■ Requirement ■
Whenever a line in the records below contains "breaker", pick it out.

# # # # # # #

PR #2067, opened 2020-09-23
Circuit breaker memory

pgwillia:
## Context

`rake ingest[sfx]` after adding the circuit breaker caused the ingest script to run out of memory:
```
rake aborted!
Errno::ENOMEM: Cannot allocate memory - java
```
> Kilmarnock in Prod  has 4Gb memory / 2Gb swap and performs this feat monthly without complaint.
Forest has the same virtual h/w, but was throwing off Netdata alarms about memory & swap usage while ingesting SFX specifically

Basically we read the file twice with two different GC'd languages, thus the file's in memory twice.  oops

Related to #1875 

## What's New

Outsource the validation check to [xmllint](http://xmlsoft.org/xmllint.html) using Ruby library [Open3](https://devdocs.io/ruby~2.6/open3).

### DIFF
--- a/.travis.yml
+++ b/.travis.yml
@@ -2,6 +2,10 @@ language: ruby
 sudo: required
 addons:
   chrome: stable
+    apt:
+      packages:
+        # Needed for `xmllint`.
+        - libxml2-utils
 rvm:
   - 2.5
   - 2.6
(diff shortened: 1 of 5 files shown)


mbarnett (dismissed):
👍

pgwillia:
There was a problem with the travis config file.  Fixed now!

mbarnett (approved):
Alright, hopefully this does the trick now

PR #2069, opened 2020-09-29
fix memory use and bump for release

pgwillia:
## Context

After the last "fix" the large file continued to have issues.  Found the --stream flag for xmllint and it seems to have solved the mystery.

From `man xmllint`
```
--stream
Use streaming API - useful when used in combination with --relaxng or --valid options for validation of files that are too large to be held in memory.
```

Related to #1875

## What's New

use `--stream` flag when invoking `xmllint` on large sfx ingest files.


jefferya (approved):
LGTM!

PR #1164, opened 2018-11-16
Pseudo-facet API toggle for newspapers collection

rwd:
To introduce a pseudo-facet for the Newspapers collection to switch between its custom API and the default, this:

# # # # # # #

■ Answer to the problem ■
Circuit breaker memory
`rake ingest[sfx]` after adding the circuit breaker caused the ingest script to run out of memory:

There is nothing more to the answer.